I think it's more a function of what people "know" than "like". I also think this is true regardless of the language/tool set used. It is also usually an indicator of the developer's experience. A junior dev is far more likely than a senior to have a need for something and reinvent the wheel out of ignorance of available options rather than a justified reason to do so.
Or a library written in another language, in which case C, or more exactly, the ABI (usually dictated by your C runtime of choise), is the common dialect.
I agree that language comes down to preference and usually comfort level. Having +10 years experience with C++, C# and Python each, while roughly a year experience with Java & Ruby, my languages of choice, in order are: C++, Python, C#, Ruby, Java.

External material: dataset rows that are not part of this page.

PR #500, opened 2019-05-08
Update VkScript buffer document.

### LINKED ISSUE #497: Buffer data forced to use consistent types
The type declaration for each buffer must be consistent across all subdata.  This is a newly enforced rule.  It's not documented.

If ultimately all the scalars use the same basic type then we can fake it by using lowest-common denominator type.  For example, if we want to mix uint with uvec4, then use uint where instead of uvec4.  But we still can't mix float and integer data in a single buffer.

Example:
```
[compute shader]
#version 450

layout(set = 0, binding = 0, std140) uniform UBO {
        uint a[2];
        uvec4 b;
        uvec3 c;
        uvec2 d;
} Ubo;

layout(set = 0, binding = 1, std430) buffer BUF {
        uint a[2];
        uvec4 b;
        uvec3 c;
        uvec2 d;
} Buf;

void main() {
        Buf.a[0] = Ubo.a[0];
        Buf.a[1] = Ubo.a[1];
        Buf.b = Ubo.b;
        Buf.c = Ubo.c;
        Buf.d = Ubo.d;
}

[test]
# Array stride in UBO is a multiple of 16
uniform ubo 0:0 uint 0 1
uniform ubo 0:0 uint 16 2
# Really uvec4, but can fake it if we say "uint" here
uniform ubo 0:0 uvec4 32 3 4 5 6
# Really uvec3, but can fake it if we say "uint" here
uniform ubo 0:0 uvec3 48 7 8 9
# Really uvec2, but can fake it if we say "uint" here
uniform ubo 0:0 uvec2 64 10 11
ssbo 0:1 72

compute 1 1 1

probe ssbo uint 0:1 0 == 1
probe ssbo uint 0:1 4 == 2
probe ssbo uint 0:1 16 == 3 4 5 6
probe ssbo uint 0:1 32 == 7 8 9
probe ssbo uint 0:1 48 == 10 11
```

With this, Amber complains:
ubo_to_ssbo.vkscript: 31: probe ssbo format does not match buffer format

dj2:
This CL updates the VkScript document to make note that buffers must be
given consistent types.

Fixes #497

### DIFF
--- a/docs/vk_script.md
+++ b/docs/vk_script.md
@@ -213,6 +213,9 @@ Sets the push constants at `offset`. The `type` is from the *Data Types*
 section below. The `values` must be a non-zero multiple of the requested
 `type`.
 
+When setting push constant data each call to `uniform` must use the same
+`type` or the script will be rejected as invalid.
+
 
 ### Unifom UBO
  * `uniform ubo _binding_ _type_ _offset_ _values_+`
@@ -220,6 +223,9 @@ section below. The `values` must be a non-zero multiple of the requested
 Sets the values in the uniform buffer at `binding` and `offset`. The `type`
 is from the *Data Types* section below. The `values` must be a non-zero
 multiple of the requested `type`.
+
+When setting data into a single `binding`, each call to `uniform ubo` must
+use the same `type` or the script will be rejected as invalid.
 
 
 ### SSBO size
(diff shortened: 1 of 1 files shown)


dj2:
ping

I particularly like C++ because of it's raw unabashed power. There's very little magic, and nearly every language construct is straight forward and easy to understand. Granted, there are a ton of subtle gotchas an nuances that will trip up the inexperienced and even the veterans. I like Python because the language itself is clean, succinct and terse (but not perl level terse). It also has the benefit of generally being easily readable by non-Python folks. I hear a lot of complaints about the whitespace, but when it comes down to it, it's a non-issue when you're used to it. If you indent your code well and normally in other languages, your code looks the same, but you've saved having to type the braces. One of the other things I like about Python is how well and cleanly it interfaces with C/C++. It's C object model is one of the cleanest and most straight forward I've ever seen. It is a breeze to interface with and expose C/C++ APIs to. Unlike perl with its abomination of a library: XS. I like C# for a lot of the same reasons: mostly clean language, expansive built-in library and removed a lot of the idiocy of Java (exception specs? ew. Double is an object, double is a value, wtf?
I have very little experience with Ruby, and I'm still learning. It seems a mix of Python & Perl which, I tend to stay towards the more Python-ic approaches in Ruby because they're clearer and make more sense to me.
As far as looking for a job, money isn't everything. A year ago, I left a job pulling in $155K base with bonuses around $40K per anum doing mostly C++ & Python, which I liked. But after a decade at the company, I'd enough of the stress and the B.S. politics, so I left for a job where I'm just pulling $145K base and little to no bonus doing mostly C#, Java, Ruby and maintaining legacy Python code. And, for now at least, I'm happier. Sure, I miss the money, but I still make enough.